Ship’s siren may be call sign for TTT 

30 September 2020 tbs.pm/71038

Unused pre-launch TTT symbol

 

Shields Evening News masthead

From the Shields Evening News for 20 May 1958

A SHIP’S siren may be the call sign tor the new Tyne Tees Television station, writes our Television Correspondent. The idea has come from Mr. George Black, member of the famous theatrical family and a director of the new company.

It was on a recent visit to Newcastle. where the new studios are being built, that Mr. Black heard the familiar sound of the sirens and thought they would make an appropriate call sign for North-east television.

“We shall be experimenting to get one that will be effective but not too strident” he said.

The station’s signature music is to be a medley of North Country tunes including, of course, Blaydon Races.

 

 

A station symbol is also being devised and will incorporate the initials TTT.

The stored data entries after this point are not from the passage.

PR #7991, opened 2020-05-14
Small fixes

Myoldmopar:
Pull request overview
---------------------
This makes two changes:
- Our Windows CI resource is struggling heavily to keep up with demand.  We will have that remedied some time soon, but until then, I propose we turn off regressions on Windows.  Windows CI will still do the full build, and run all unit and integration tests, but it won't have to build/run a baseline branch, cutting the CI time in half roughly.
- Turning on Mac CI revealed an unused variable that isn't showing up on other platforms.  This removes that unused variable so Mac will be all green again.


Myoldmopar:
Oh look a super all green Mac CI response, lovely!  The next step is to make sure Windows is OK with my change.

mitchute:
Are you expecting a Windows test here?

Myoldmopar:
Yeah, I am modifying the Windows CI config so I definitely want to wait for it.  And wow is it slow.  Assuming this goes smoothly, this will be a big step in making Windows more responsive.

Myoldmopar:
And since I had time to investigate while Windows was taking so long, I took a look at the CI test runtime on Windows.  Here is everything over 4 minutes:

| EVERYTHING OVER 4 MINUTES LONG                                  |         |
|-----------------------------------------------------------------|---------|
| integration.SolarShadingTest_ExternalFraction                   | 1593.46 |
| integration.LgOffVAVusingBasement                               | 492.444 |
| integration.ASHRAE9012016_ApartmentHighRise_Denver              | 346.574 |
| integration.ASHRAE9012016_Hospital_Denver                       | 345.373 |
| integration.ASHRAE9012016_OfficeLarge_Denver                    | 343.399 |
| integration.ASHRAE9012016_OutPatientHealthCare_Denver           | 342.225 |
| integration.ASHRAE9012016_SchoolPrimary_Denver                  | 330.139 |
| integration.ASHRAE9012016_SchoolSecondary_Denver                | 329.324 |
| integration.AbsorptionChiller_Macro                             | 305.435 |
| integration._ExternalInterface-functionalmockupunit-to-schedule | 303.424 |
| integration._ExternalInterface-functionalmockupunit-to-actuator | 303.111 |
| integration.Exercise1D-Solution                                 | 302.864 |
| integration.Exercise1C-Solution                                 | 302.841 |
| integration.Exercise2                                           | 302.222 |
| integration._ExternalInterface-functionalmockupunit-to-variable | 300.846 |
| btwxt:TwoDFixture.construct_from_gridded_data                   | 290.345 |
| regression.5ZoneWaterCooled_HighRHControl                       | 240.196 |

Most of these are expected, but there are a few outliers.  
- It's really amazing that solar shading external fraction is taking so long.  That's almost 30 minutes to run the external fraction solar shading test...in a release build.  Someone needs to investigate.  @xuanluo113 ?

The opening date of Tyne Tees Television is expected to be the second week in January 1959. Construction work on the studios in City Road, Newcastle, is scheduled to be completed by September 30.

PROGRAMME PLANS

Low-power test transmissions begin soon after and programme tests on full power start early in December.

Programme planning is already taking shape. Fifteen percent will be devoted to local programmes Mr. Black tells me, “and may be more as time goes on.”

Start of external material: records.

PR #7992, opened 2020-05-15
Use std::vector instead of std::array

Myoldmopar:
Recent unit test change introduced a std::array usage that Visual Studio 2017 for some reason struggles with.  In this case it was easy enough to convert it to a vector.  I'll get it merged in and we should be all clean again sometime over the weekend.

### DIFF
--- a/tst/EnergyPlus/unit/DaylightingManager.unit.cc
+++ b/tst/EnergyPlus/unit/DaylightingManager.unit.cc
@@ -1572,7 +1572,7 @@ TEST_F(EnergyPlusFixture, DaylightingManager_GetInputDaylightingControls_Roundin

“We plan to put on light entertainment programmes with a North-eastern appeal and using local artists. There will be a lunch-time audience-participation programme of light entertainment; programmes to catch the teenager; a weekly magazine programme of North-eastern events; local news and local sports programmes.

LOCAL APPEAL

“We are also endeavouring to have written a local series about a North-eastern family” he added. “The whole object is to capture the North-east by giving viewers the sort of local-appeal programmes they have been starved of hitherto.”

Mr. Black also said: “We are aiming to make it a lively station.”

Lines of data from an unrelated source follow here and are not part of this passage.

Issue #7622, opened 2019-11-16
Standardize Output Variable and Meter Fuel Types


mjwitte:
**This is part 4 of 4: Part 1 = #7532, Part 2 = #7523 , and Part 3 is #7621.**

Issue overview
--------------
This is the final piece of standardizing fuel type on both input and output. Issues #5941 and #7621 dealt with the input side, with the goal of no diffs. This issue takes the plunge and modifies output variable names and meter names to the final standard list:

**Input choice, Meter Resource and Output Variable, Table Headings** (*updated 03 Aug 2020 MJW*)
Electricity, Electricity, Electricity
NaturalGas, NaturalGas, Natural Gas
Propane, Propane, Propane
Diesel, Diesel, Diesel
Gasoline, Gasoline, Gasoline
FuelOilNo1, FuelOilNo1, Fuel Oil No 1
FuelOilNo2, FuelOilNo2, Fuel Oil No 2
Coal, Coal, Coal
OtherFuel1, OtherFuel1, Other Fuel 1
OtherFuel2, OtherFuel2, Other Fuel 2
Water, Water, Water

Note that Meter Resource = Input Choice when this is all done. That may allow some simplification in how the objects use fuel types.

This will impact:

1. Meter resource types for Gas will become NaturalGas.

2. Output variable names will change for Electricity, NaturalGas, FuelOilNo1, FuelOilNo2, OtherFuel1, and OtherFuel2 ( more less?). This will required potentially many lines in the transition Report Variables 9-2-0 to 9-3-0.csv - script this? Or see modify transition to replace on substrings - maybe that's better.

3. Electricity output variables are currently different from other fuels. "Electric Power" and "Electric Energy" vs others that are "Gas Rate" and "Gas Energy". So, if we go with always matching the long version of the input fuel type, then these would become "Electricity Rate" and "Electricity Energy" - a little less natural, but makes things consistent across all fuel types. ~Yes? No? Some other approach?~ *updated 03 Aug 2020 MJW - Yes, change to Electricity Rate and Electricity Energy.*

4. For the most part table output column headings are using the desired strings, but some column headings may be affected and some table row headings may change.

5. There will be diffs everywhere:  mtd, eso, mtr, table - even though it's more work, it may be best to stage this in 2 parts: change the meters first (there should be no eso diffs) then change the output variables (there should be no mtr diffs). Or make a special version of mathdiff that can map old to new variable names?

6. More???

### Details
Some additional details for this issue (if relevant):
[...]

PR #8002, opened 2020-05-19
Added new functions to validate fuel types and set output strings

### LINKED ISSUE #7621: Add new function to validate fuel types and set output strings
**This is part 3 of 4: Part 1 = #7532, Part 2 = #7523 , and Part 4 is #7622.**

Issue overview
--------------
The goal of this issue to to remove all if blocks for fuel type in the input processing functions and replace them with a standard function call.

This issue should only standardize the fuel type choice input processing and introduce *no output changes* - that can wait for #?????.

### Background ###
#7523 standardized all fuel type inputs to a single list with no synonyms. Synonyms were removed from all (most?) input processing functions. #7523 introduces no output changes.

Some input processing using the functions `DataGlobalConstants::AssignResourceTypeNum` and `DataGlobalConstants::GetResourceTypeChar` to validate fuel types and set the standard strings for output variables and meter resource types. But many input processing functions still have their own if blocks to test for "NaturalGas" "Electricity" etc. This issue is to use a standard fuel type function everywhere as appropriate. 

### More Details ###
1. Given that fuel types are a subset of resource types, `AssignResourceTypeNum` could be modified to take an argument to only allow fuels (no other resource types) or it may be best to have a new function(s) just for fuel type inputs.

2. In general, objects with a fuel type choice need to validate the input choice and assign strings to use for output variables and the correct resource type to use for meters.

3. `AssignResourceTypeNum` and `GetResourceTypeChar` may be ripe for some refactoring.

4. For this first pass with no output diffs, the mappings are shown below. One might be tempted to say we don't need three strings. That's true for some fuel types, like Diesel, but FuelOilNo1 will ultimately map to "Fuel Oil No 1" for output variables and table headings in the last phase of this. For now some of the old names are kept to produce no diffs.

**Input choice, Meter Resource, Output Variable**
Electricity, Electricity, Electric
NaturalGas, Gas, Gas
Propane, Propane, Propane
Diesel, Diesel, Diesel
Gasoline, Gasoline, Gasoline
FuelOilNo1, FuelOil#1, FuelOil#1
FuelOilNo2, FuelOil#2, FuelOil#2
Coal, Coal, Coal
OtherFuel1, OtherFuel1, OtherFuel1
OtherFuel2, OtherFuel2, OtherFuel2
Water, Water, Water

4. For every type except NaturalGas, the meter resource type is identical to the input fuel type. And ultimately, NaturalGas will be the same, also. So perhaps the input fuel type can simply be passed directly to the `ResourceTypeKey` in `SetupOutputVariable`.

5. Other related functions are "GetStandardMeterResourceType" which is called from during SetupOutputVariable processing. So, this function could stay as-is and take care of the one oddball meter resource "Gas" which ultimately will move to "NaturalGas". This function should be evaluated for refactoring as well. Even though the input choices should be fixed in the idd/schema, this function should probably remain to trap any oddball nonstandard fuel types that might get added. And it can clean up any upper/lower case inconsistencies.

6. There may be some subtleties here that gum up the works for the no-diff case. For example electricity use is typically "Electric Power" and "Electric Energy" in output variables. While most (all?) other fuels are "Gas Rate", "Gas Energy".

Lots of scattered info here - sorry.

### Details
 - Followup for #5941.

### Checklist

dareumnam:
Pull request overview
---------------------
 - Fixes #7621
 - Removed if blocks for fuel type in the input processing functions and replaced them with standard functions calls 
 - The three standard functions were added in UtilityRoutines.cc & UtilityRoutines.hh
 - `bool ValidateFuelType(std::string const &FuelTypeInput,
                          std::string &FuelTypeOutput,
                          bool &FuelTypeErrorsFound)`
Replace if blocks with **fuel type strings** in:

| Object | File | Fuel Type in the IDD |
| --- | --- | --- |
| Chiller:EngineDriven | PlantChillers.cc | \required-field |
| Chiller:CombustionTurbine | PlantChillers.cc | \default was set |
| ChillerHeater:Absorption:DirectFired | ChillerGasAbsorption.cc | \default was set |
| Generator:InternalCombustionEngine | ICEngineElectricGenerator.cc | \default was set |
| Generator:CombustionTurbine | CTElectricGenerator.cc | \default was set  |
| Generator:MicroTurbine | MicroturbineElectricGenerator.cc | \default was set |

 - `bool ValidateFuelTypeWithFuelTypeNum(std::string const &FuelTypeInput,
                                         int &FuelTypeNum,
                                         bool &FuelTypeErrorsFound)`
Replace if blocks with **fuel type numbers** in :

| Object | File | Fuel Type in the IDD |
| --- | --- | --- |
| AirConditioner:VariableRefrigerantFlow | HVACVariableRefrigerantFlow.cc | \default was set |
| Coil:Cooling:DX:MultiSpeed | DXCoils.cc | \required-field |
| Coil:Heating:DX:MultiSpeed | DXCoils.cc | \required-field |

   - `bool ValidateFuelTypeWithAssignResourceTypeNum(std::string const &FuelTypeInput,
                                                   std::string &FuelTypeOutput,
                                                   int &FuelTypeNum,
                                                   bool &FuelTypeErrorsFound)`
Replace if blocks with **fuel type strings** and `DataGlobalConstants::AssignResourceTypeNum()` in:

| Object | File | Fuel Type in the IDD |
| --- | --- | --- |
| Boiler:HotWater | Boilers.cc | \required-field |
| Boiler:Steam | BoilerSteam.cc | \required-field |

 - Add unit tests
   - BoilerHotWater.unit.cc 
   - BoilerSteam.unit.cc
   - ChillerGasAbsorption.unit.cc
   - DXCoils.unit.cc 
   - HVACVariableRefrigerantFlow.unit.cc
   - PlantChillers.unit.cc
   - CTElectricGenerator.unit.cc (Added to \tst\EnergyPlus\unit\CMakeLists.txt)
   - ICEngineElectricGenerator.unit.cc (Added to \tst\EnergyPlus\unit\CMakeLists.txt)
   - MicroturbineElectricGenerator.unit.cc (Added to \tst\EnergyPlus\unit\CMakeLists.txt)

### Pull Request Author

### Reviewer


src/EnergyPlus/DataGlobalConstants.cc
```diff
@@ -652,6 +658,146 @@ namespace DataGlobalConstants {
         return ResourceTypeChar;
     }
 
+    void ValidateFuelType(std::string FuelTypeInput)
```
mitchute: @Myoldmopar @mjwitte is DataGlobalConstants the right place for this?

dareumnam:
@mitchute This is ready for review now.

src/EnergyPlus/BoilerSteam.cc
```diff
@@ -195,59 +195,20 @@ namespace BoilerSteam {
...
-                    ShowContinueError("Invalid " + DataIPShortCuts::cAlphaFieldNames(2) + '=' + DataIPShortCuts::cAlphaArgs(2));
-
-                    // Set to Electric to avoid errors when setting up output variables
-                    thisBoiler.BoilerFuelTypeForOutputVariable = "Electric";
-                    ErrorsFound = true;
-                }
+            // Validate fuel type input
+            DataGlobalConstants::FuelTypeInput = DataIPShortCuts::cAlphaArgs(2);
+            DataGlobalConstants::ValidateFuelTypeWithAssignResourceTypeNum(DataGlobalConstants::FuelTypeInput);
+            if (DataGlobalConstants::FuelTypeErrorsFound) {
```
rraustad: Where is DataGlobalConstants::FuelTypeErrorsFound set back to false for the next boiler? If the first boiler has an incorrect fuel type then won't this message print for all boilers?

src/EnergyPlus/DataGlobalConstants.cc
```diff
@@ -652,6 +658,146 @@ namespace DataGlobalConstants {
...
+        // FUNCTION INFORMATION:
+        //       AUTHOR         Dareum Nam
+        //       DATE WRITTEN   May 2020
+        //       MODIFIED       na
+        //       RE-ENGINEERED  na
+
+        // PURPOSE OF THIS FUNCTION:
+        // Validates fuel types and sets output strings
+
+        auto const SELECT_CASE_var(FuelTypeInput);
```
rraustad: Would a switch statement be more efficient for these functions?

src/EnergyPlus/DataGlobalConstants.hh
```diff
@@ -242,6 +242,11 @@ namespace DataGlobalConstants {
     extern int const iEvapCoolerInDirectRDDSpecial;
     extern int const iEvapCoolerDirectResearchSpecial;
 
+    extern std::string FuelTypeInput;
+    extern std::string FuelType;
+    extern int FuelTypeNum;
+    extern bool FuelTypeErrorsFound;
```
Myoldmopar: I do not understand the need for these global variables.  That new function accepts a `FuelTypeInput` argument.  What is this global variable `FuelTypeInput` for?  I think you need to add two arguments to the function to return back the FuelTypeNum and FuelType values.  No need to add global variables.

src/EnergyPlus/DataGlobalConstants.cc
```diff
@@ -652,6 +658,146 @@ namespace DataGlobalConstants {
...
+        } else if (SELECT_CASE_var == "OTHERFUEL1") {
+            FuelType = "OtherFuel1";
+            FuelTypeNum = DataGlobalConstants::AssignResourceTypeNum("OTHERFUEL1");
+
+        } else if (SELECT_CASE_var == "OTHERFUEL2") {
+            FuelType = "OtherFuel2";
+            FuelTypeNum = DataGlobalConstants::AssignResourceTypeNum("OTHERFUEL2");
+
+        } else {
+            FuelTypeErrorsFound = true;
```
Myoldmopar: Instead of having a global variable for fuel type errors found, I would, for now:
- Make this function a `bool` instead of a `void`
- Return true if the function successfully matches a fuel type, and return false if not -- OR return true if errors were found and false if it succeeds, but just be clear about it.

Then the calling function can handle things appropriately.

src/EnergyPlus/DataGlobalConstants.cc
```diff
@@ -652,6 +658,146 @@ namespace DataGlobalConstants {
...
+        } else if (UtilityRoutines::SameString(FuelTypeInput, "OtherFuel1")) {
+            FuelTypeNum = 8; // FuelTypeOtherFuel1
+        } else if (UtilityRoutines::SameString(FuelTypeInput, "OtherFuel2")) {
+            FuelTypeNum = 9; // FuelTypeOtherFuel2
+        } else {
+            FuelTypeErrorsFound = true;
+        }
+    }
+
+    void ValidateFuelTypeWithAssignResourceTypeNum(std::string FuelTypeInput)
```
Myoldmopar: As I mentioned in another comment, you need to pass in and out the `FuelType` string and the `FuelTypeNum` integer.  This input string also needs to be a constant reference so that it isn't copied when this function is called.  The new signature should be:

```
bool ValidateFuelTypeWithAssignResourceTypeNum(
    std::string const & FuelTypeInput,
    std::string & FuelType,
    int & FuelTypeNum
);
```

src/EnergyPlus/DataGlobalConstants.cc
Myoldmopar: Can't switch on a string, unfortunately.  In the functions that convert integer to the appropriate string, you can switch on the integers.

src/EnergyPlus/DataGlobalConstants.cc
Myoldmopar: I'm not sure.  Maybe UtilityRoutines.cc?

tst/EnergyPlus/unit/ICEngineElectricGenerator.unit.cc
```diff
@@ -0,0 +1,138 @@
...
+        "  0,                       !- Minimum Value of x",
+        "  1;                       !- Maximum Value of x",
+    });
+
+    ASSERT_TRUE(process_idf(idf_objects));
+
+    GetICEngineGeneratorInput();
+
+    EXPECT_EQ(DataGlobalConstants::FuelType, "Diesel");
+    EXPECT_FALSE(DataGlobalConstants::FuelTypeErrorsFound);
```
Myoldmopar: Since we are taking the global variables back out, you won't be able to check this.  And that's OK.  In the GetInput routine, the code that is performing input validation should check the value returned from the fuel validation function, and decide what to do.  If an error occurs, the GetInput routine should wrap up and throw a fatal error.  In that case, you can test successful fuel entries just by calling GetInput on good values.  And then you can test bad fuel entries by using EXPECT_THROW.  You can find examples if you search for that text in the unit test code.

Myoldmopar (changes requested):
The biggest change needed here is to remove the global variables.  Those can be eliminated by just passing extra variables into and out of the new worker functions, and having the function return true/false for success or failure.  Then the calling code needs only to check the return value and decide whether to gracefully throw a fatal or continue on.  Unit tests will need to be updated accordingly.

Other than that, the fuel function code seems fine, I'll give it a final pass once the global variables are taken care of.

src/EnergyPlus/DataGlobalConstants.cc
rraustad: Be careful, if there are other errors in GetInput, then this function could over-ride ErrorsFound to false.

src/EnergyPlus/DataGlobalConstants.cc
```diff
@@ -652,6 +659,112 @@ namespace DataGlobalConstants {
...
+            return OTHERFUEL2;
+    }
+
+    void ValidateFuelType(std::string FuelTypeInput)
+    {
+        // FUNCTION INFORMATION:
+        //       AUTHOR         Dareum Nam
+        //       DATE WRITTEN   May 2020
+        //       MODIFIED       na
+        //       RE-ENGINEERED  na
```
rraustad: Please delete these comment lines with "na" in a future commit. I don't mind the name/date comments (could be 1 line though) but other disagree. So at the very least get rid of the na lines. Keep new functions as slim as possible.

rraustad:
@dareumnam nice job so far!

src/EnergyPlus/DataGlobalConstants.cc
rraustad: I think this warrants another function argument for &ErrorsFound. Where an error is passed back only if true. @jmarrec updated this a while back. See GetFanInletNode as an example.

src/EnergyPlus/DataGlobalConstants.cc
```diff
@@ -652,6 +659,112 @@ namespace DataGlobalConstants {
...
+        FUELOILNO2,
+        PROPANE,
+        OTHERFUEL1,
+        OTHERFUEL2
+    };
+
+    FuelTypeNumber ConvertFueltypeString(std::string FuelTypeInput)
+    {
+        if (FuelTypeInput == "ELECTRICITY")
+            return ELECTRICITY;
```
rraustad: This is so much better.

src/EnergyPlus/DataGlobalConstants.cc
```diff
@@ -652,6 +659,112 @@ namespace DataGlobalConstants {
...
+        // Validates fuel types and sets output strings
+
+        FuelTypeNumber Fuel = ConvertFueltypeString(FuelTypeInput);
+
+        switch (Fuel) {
+        case ELECTRICITY:
+            FuelType = "Electric";
+            FuelTypeNumforAssignResource = DataGlobalConstants::AssignResourceTypeNum("ELECTRICITY");
+            FuelTypeNum = 1; // FuelTypeElectricity in DXCoils.cc and HVACVariableRefrigerantFlow.cc
+            break;
```
rraustad: So is setting 3 vars efficient? Is FuelTypeNum only used in DXCoils and HVACVariableRefrigeratntFlow? Seems like you need only 1 int here. Is FuelTypeNumforAssignResource and FuelTypeNum the same value? Seems likely.

dareumnam: FuelTypeNum is used in DXcoils and HVACVariantRefrigerantFlow, and FuelTypeNumforAssignResouce is used in Boilers and Boilersteam with AssignResourceTypeNum() function (https://github.com/NREL/EnergyPlus/blob/develop/src/EnergyPlus/DataGlobalConstants.cc#L325-L490), but these two are not the same int value for each fuel type, so once I separated these two int vars. I'll figure out if these can be combined while removing the global vars. Thank you for your insight.

src/EnergyPlus/BoilerSteam.cc
dareumnam: Thank you for pointing out. I added lines to set the error flag back.

src/EnergyPlus/DataGlobalConstants.cc
dareumnam: I'll move the function to UtilityRoutines.cc!

src/EnergyPlus/DataGlobalConstants.cc
dareumnam: Thanks for your insights. Since C++ can't switch on a string, once I used enum to convert strings to integer and make one standard function instead of the three functions. But I think I might need to return back to if-else blocks while removing global vars.

mitchute:
@Myoldmopar @rraustad It looks like Dareum got this wrapped up and addressed your comments. Do you need any other changes here before this goes in? I'm merging in develop now to let CI take one more pass.

Myoldmopar (approved):
It's so nice having all this functionality in one location.  The HVACVRF file changes are difficult to mine through because the formatting did so much, but I think that's OK.  As long as CI is happy with it, I trust it didn't do any damage in there.

src/EnergyPlus/UtilityRoutines.hh
```diff
@@ -573,6 +573,12 @@ namespace UtilityRoutines {
 
     inline bool exists(const std::string& filename);
 
+    bool ValidateFuelType(std::string const &FuelTypeInput, std::string &FuelTypeOutput, bool &FuelTypeErrorsFound);
+
+    bool ValidateFuelTypeWithFuelTypeNum(std::string const &FuelTypeInput, int &FuelTypeNum, bool &FuelTypeErrorsFound);
+
+    bool ValidateFuelTypeWithAssignResourceTypeNum(std::string const &FuelTypeInput, std::string &FuelTypeOutput, int &FuelTypeNum, bool &FuelTypeErrorsFound);
+
```
mjwitte, line 581: @dareumnam I know this it merged already, but I'm wondering why there are three separate functions here? Seems like these could be collapsed into one function, or at least build off each other so that there's only one place with ifs on the various fuel type strings.

Also, there is still a similar function in [`ExteriorEnergyUse::ValidateFuelType`](https://github.com/NREL/EnergyPlus/blob/8e084f1905da7c4c88baba8b67fcdf3bdd066dab/src/EnergyPlus/ExteriorEnergyUse.cc#L449-L454).

dareumnam: @mjwitte Thanks for your comment. This was to remain each object as original as possible, particularly setup output variables and error messages. As you comment, they can be collapsed into a single function if we want to do that, but it needs every object to get fixed. I can do that if it is needed.

mjwitte: @dareumnam I would like to finish addressing #7622 before the I/O freeze on Aug 19. The changes for Fuel Oil are waiting for final review in #8134. Then we can build on that and finish up all of the fuel/meter naming work.

dareumnam: @mjwitte I see. Then I'll wrap up #7622 right after #8134 gets merged. Thanks for letting me know.

mjwitte: @dareumnam Also, note a slight change from the original plan. For output variables we will now use the condensed PascalCase names, not the expanded names. For example "Boiler NaturalGas Energy". This is different from the original plan that was laid out in #7622. The only place expanded names will be used is for table headings (Natural Gas).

In September, he also revealed, they will be launching a campaign costing £30,000 [£750,000 in today’s terms, allowing for inflation] giving advice on the conversion of existing one-channel sets, the type of aerials required and other information to aid good reception.

Tyne Tees Television expects a quarter of a million viewers by April next year.

 


 

❛❛Russ J Graham writes: Little of this would come true. The symbol used in pre-launch promotion never made it on air, possibly because it was hard to animate it. The ship’s siren idea progressed no further, thankfully.

Most ITV companies, when awarded their first contract, promise more than they can deliver. Making television is hard, and making money is harder still. Making money from television is the hardest of all. The new Tyne Tees, like all new ITV companies, blew through shareholders’ money very quickly just in start-up costs. Building and equipping the City Road studios cost a fortune. A staff had to be hired – everything from receptionists to camera operators, canteen staff to engineers. These people then had to sit mostly idle for a few months as the studio was built around them.

When TTT finally came on air, the coffers were bare. The solution was the one ITV companies have almost all picked when faced with financial disaster. Politely, it was called “a retreat from culture”. In other words, they put out a lot of popular and populist fare: ATV/ITC filmed series, American imports, cheap variety, anything to get bums on seats in front of Channel 8.

The Independent Television Authority noticed, and subsequent meetings between the ITA and TTT were very frosty.